If an existing incompatible object (Group or Datatype) already exists with the given name, fails with ValueError.

copy(source, dest, name=None)

Only available with HDF5 1.8

Recusively copy an object from one location to another, or between files.

Copies the given object, and (if it is a group) all objects below it in the hierarchy. The destination need not be in the same file.

source (Group, Dataset, Datatype or str)
Source object or path.
dest (Group or str)
Destination. Must be either Group or path. If a Group object, it may be in a different file.
name (None or str)
If the destination is a Group object, you can override the name for the newly created member. Otherwise a new name will be chosen using basename(source.name).
visit(func) → None or return value from func

Only available with HDF5 1.8

Recursively iterate a callable over objects in this group.

You supply a callable (function, method or callable object); it will be called exactly once for each link in this group and every group below it. Your callable must conform to the signature:

func(<member name>) -> <None or return value>

Returning None continues iteration, returning anything else stops and immediately returns that value from the visit method. No particular order of iteration within groups is guranteed.

Example:

>>> # List the entire contents of the file
>>> f = File("foo.hdf5")
>>> list_of_names = []
>>> f.visit(list_of_names.append)
visititems(func) → None or return value from func

Only available with HDF5 1.8

Recursively visit names and objects in this group and subgroups.

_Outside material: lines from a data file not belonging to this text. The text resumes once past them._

PR #1204, opened 2021-03-01
PHPC-1716 Allow configuring server API version in manager

alcaeus:
PHPC-1716

This PR is built on the current WIP state of versioned API support in the C driver to allow designing the PHP driver interface and verify that it passes all spec tests. Note that the changes to submodules (including the libmongoc version) will be re-done once versioned API support lands in the main libmongoc development branch.


src/MongoDB/ServerApi.c
```diff
@@ -0,0 +1,391 @@
...
+	mongoc_server_api_version_t server_api_version;
+
+	if (!mongoc_server_api_version_from_string(ZSTR_VAL(version), &server_api_version)) {
+		phongo_throw_exception(PHONGO_ERROR_INVALID_ARGUMENT, "Server API version \"%s\" is not supported in this driver version", ZSTR_VAL(version));
+		return false;
+	}
+
+	if (*server_api) {
+		mongoc_server_api_destroy(*server_api);
+	}
```
jmikola, line 42: Is this ever reached? If not, would it be better to throw an exception and return `false`? AFAICT, this is only called from the constructor and `php_phongo_serverapi_init_from_hash`, both of which should use freshly initialized objects.

src/MongoDB/ServerApi.c
```diff
@@ -0,0 +1,391 @@
...
+	zend_bool               strict = 0;
+	zend_bool               strict_null = 1;
+	zend_bool               deprecation_errors = 0;
+	zend_bool               deprecation_errors_null = 1;
+
+	intern = Z_SERVERAPI_OBJ_P(getThis());
+
+	zend_replace_error_handling(EH_THROW, phongo_exception_from_phongo_domain(PHONGO_ERROR_INVALID_ARGUMENT), &error_handling);
+
+	ZEND_PARSE_PARAMETERS_START(1, 3)
```
jmikola, line 112: Does PHP core indent these blocks? I realize that might not play nice with `clang-format`.

src/MongoDB/ServerApi.c
```diff
@@ -0,0 +1,391 @@
...
+	}
+
+	return props;
+} /* }}} */
+
+/* {{{ proto array MongoDB\Driver\ServerApi::bsonSerialize()
+*/
+static PHP_METHOD(ServerApi, bsonSerialize)
+{
+	ZEND_PARSE_PARAMETERS_NONE();
```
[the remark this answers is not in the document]
jmikola: Looking now at what you did in the `__construct` method, perhaps this is OK and you were just missing the error handling override?

src/MongoDB/ServerApi.c
```diff
@@ -0,0 +1,391 @@
...
+
+	intern = Z_SERVERAPI_OBJ_P(getThis());
+
+	zend_replace_error_handling(EH_THROW, phongo_exception_from_phongo_domain(PHONGO_ERROR_INVALID_ARGUMENT), &error_handling);
+
+	ZEND_PARSE_PARAMETERS_START(1, 1)
+	Z_PARAM_STRING(serialized, serialized_len)
+	ZEND_PARSE_PARAMETERS_END_EX(
+		zend_restore_error_handling(&error_handling);
+		return );
```
jmikola, line 269: Is the semicolon after `return` purposely omitted? I know the macro adds its own, but for our readability perhaps it makes sense to write this as:

```c
ZEND_PARSE_PARAMETERS_END_EX(
    zend_restore_error_handling(&error_handling);
    return;
);
```

tests/utils/tools.php
```diff
@@ -88,6 +88,15 @@ function get_module_info($row)
     return $matches[1];
 }
 
+function create_test_manager(string $uri = null, array $options = [], array $driverOptions = [])
+{
+    if (getenv('API_VERSION') && ! isset($driverOptions['serverApi'])) {
+        $driverOptions['serverApi'] = new \MongoDB\Driver\ServerApi(getenv('API_VERSION'));
+    }
+
+    return new MongoDB\Driver\Manager($uri ?? URI, $options, $driverOptions);
```
jmikola, line 97: Top of the file has `use MongoDB\Driver\Manager;` so this can just be Manager.

tests/utils/tools.php
```diff
@@ -88,6 +88,15 @@ function get_module_info($row)
     return $matches[1];
 }
 
+function create_test_manager(string $uri = null, array $options = [], array $driverOptions = [])
+{
+    if (getenv('API_VERSION') && ! isset($driverOptions['serverApi'])) {
+        $driverOptions['serverApi'] = new \MongoDB\Driver\ServerApi(getenv('API_VERSION'));
```
jmikola, line 94: Consider a `use` statement at the top, as we do for other classes.

.evergreen/config.yml
```diff
@@ -585,6 +585,19 @@ tasks:
...
             TESTS: "tests/atlas.phpt"
 
+    - name: "test-requireApiVersion"
+      tags: ["versioned_api"]
+      commands:
+        - func: "compile driver"
+        - func: "bootstrap mongo-orchestration"
+          vars:
+            TOPOLOGY: "server"
+            AUTH: "auth"
```
jmikola, line 595: Is this related to https://github.com/mongodb/mongo-php-driver/pull/1206?

tests/bson-corpus/array-decodeError-001.phpt
```diff
@@ -7,7 +7,7 @@ DO NOT EDIT THIS FILE
 --FILE--
 <?php
 
-require_once __DIR__ . '/../utils/tools.php';
```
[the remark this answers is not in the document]
alcaeus: Yes, I replaced all instances of `tools.php` to require the `.inc` file for consistency. I can revert this change if you think that's unwise.

.gitmodules
```diff
@@ -1,6 +1,6 @@
 [submodule "src/libmongoc"]
 	path = src/libmongoc
-	url = https://github.com/mongodb/mongo-c-driver.git
+	url = https://github.com/alcaeus/mongo-c-driver.git
```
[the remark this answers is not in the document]
alcaeus: I had not managed to create the PR before. https://github.com/mongodb/mongo-c-driver/pull/765 contains the changes necessary, most notably fixing a wrong function name and adding a getter for the `version` field in `mongoc_version_api_t`.

.evergreen/config.yml
alcaeus: Yes, this is how I discovered this. I'll rebase this PR once the original has merged, which will also take care of the remaining test failures.

src/MongoDB/ServerApi.c
```diff
@@ -0,0 +1,391 @@
+/*
+ * Copyright 2015-2017 MongoDB, Inc.
```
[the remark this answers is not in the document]
alcaeus: Done and created PHPC-1792 to correct this across all files.

src/MongoDB/ServerApi.c
alcaeus: Unfortunately, clang-format does not allow us to indent these blocks and changes them right back.

src/MongoDB/ServerApi.c
alcaeus: I omitted it on purpose since the macro appends its own, but after seeing what clang-format does when we do have a semicolon (the resulting line is `return;);` I decided to extract all this functionality into corresponding `PHONGO_PARSE_PARAMETERS` macros which take care of calling `zend_replace_error_handling` appropriately.

src/MongoDB/ServerApi.c
alcaeus: Replaced this with an exception instructing users to file a bug report as it shouldn't happen.

tests/utils/tools.php
alcaeus: You are correct...the joy of not having PHP code assist in my IDE.

tests/utils/tools.php
alcaeus: Fixed

src/MongoDB/ServerApi.c
jmikola: Should we standardize on American English spelling ("initialized") here?

phongo_compat.h
```diff
@@ -169,6 +169,44 @@
...
+
+/* Compatibility macros to override error handling logic */
+#define PHONGO_PARSE_PARAMETERS_START(min_num_args, max_num_args)               \
+	do {                                                                        \
+		zend_error_handling error_handling;                                     \
+		zend_replace_error_handling(                                            \
+			EH_THROW,                                                           \
+			phongo_exception_from_phongo_domain(PHONGO_ERROR_INVALID_ARGUMENT), \
+			&error_handling);                                                   \
+	ZEND_PARSE_PARAMETERS_START(min_num_args, max_num_args)
```
jmikola, line 187: Should this be indented consistently with the lines above since it falls within `do {`?

phongo_compat.h
```diff
@@ -169,6 +169,44 @@
...
+
+#define PHONGO_PARSE_PARAMETERS_END                   \
+	ZEND_PARSE_PARAMETERS_END_EX(                     \
```
jmikola, line 190: Same question about indentation here.

tests/bson-corpus/array-decodeError-001.phpt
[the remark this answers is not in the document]
jmikola: It's not necessary but I can see how it'd make maintenance easier by not having to think about which file to include. No objections to leaving as-is.

jmikola (approved):
Some questions on code formatting for macros, but LGTM otherwise.

phongo_compat.h
alcaeus: You're right, totally missed that. Thanks!

alcaeus: Ah...I was wondering about this: it seems like clang-format immediately wants to undo my changes and restore this broken formatting, so I'm afraid we're stuck with this for the time being :(

src/MongoDB/ServerApi.c
alcaeus: I forgot we use Simplified English as opposed to Traditional English. I'll update it.

alcaeus:
> Beyond that, take a look at the CI failures. AppVeyor reports a compilation failure in some macro.

This was due to me using `ZEND_STRL` in `zend_hash_str_add`, which is implemented as a macro in PHP < 7.3. I've removed this usage for the time being. According to @cmb69, `ZEND_STRL` should not be used; this will most likely also affect other usages of `ZEND_STRL` in similar instances.

> The Evergreen failure appears to be related to what you fixed in #1206.

Yes, those are fixed as well now.

alcaeus:
Note: holding off on merge until https://github.com/mongodb/mongo-c-driver/pull/765 is merged.

jmikola:
> This was due to me using ZEND_STRL in zend_hash_str_add, which is implemented as a macro in PHP < 7.3. I've removed this usage for the time being. According to @cmb69, ZEND_STRL should not be used; this will most likely also affect other usages of ZEND_STRL in similar instances.

I'm familiar with that. I assume it's because `ZEND_STRL` may not be expanded before the preprocessor checks arguments for the outer macro (`zend_hash_str_add` in this case).

Our previous issues with `ZEND_STRL` had to do with it only being suitable for literals (see: https://github.com/mongodb/mongo-php-driver/search?q=ZEND_STRL&type=commits). That seems unrelated to this.

I don't think we need to stop using `ZEND_STRL` altogether, though. The build failures when we do something wrong should be obvious :)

You supply a callable (function, method or callable object); it will be called exactly once for each link in this group and every group below it. Your callable must conform to the signature:

func(<member name>, <object>) -> <None or return value>

Returning None continues iteration, returning anything else stops and immediately returns that value from the visit method. No particular order of iteration within groups is guranteed.

Example:

# Get a list of all datasets in the file
>>> mylist = []
>>> def func(name, obj):
...     if isinstance(obj, Dataset):
...         mylist.append(name)
...
>>> f = File('foo.hdf5')
>>> f.visititems(func)
__len__()
Number of group members
__iter__()
Yields the names of group members
__contains__(name)
See if the given name is in this group.
keys()
Get a list of member names
iterkeys()
Get an iterator over member names. Equivalent to iter(group).
values()
Get a list with all objects in this group.
itervalues()
Get an iterator over objects in this group
items()
Get an list of (name, object) pairs for the members of this group.
iteritems()
Get an iterator over (name, object) pairs for the members of this group.
get(name, default)
Retrieve the member, or default if it doesn't exist.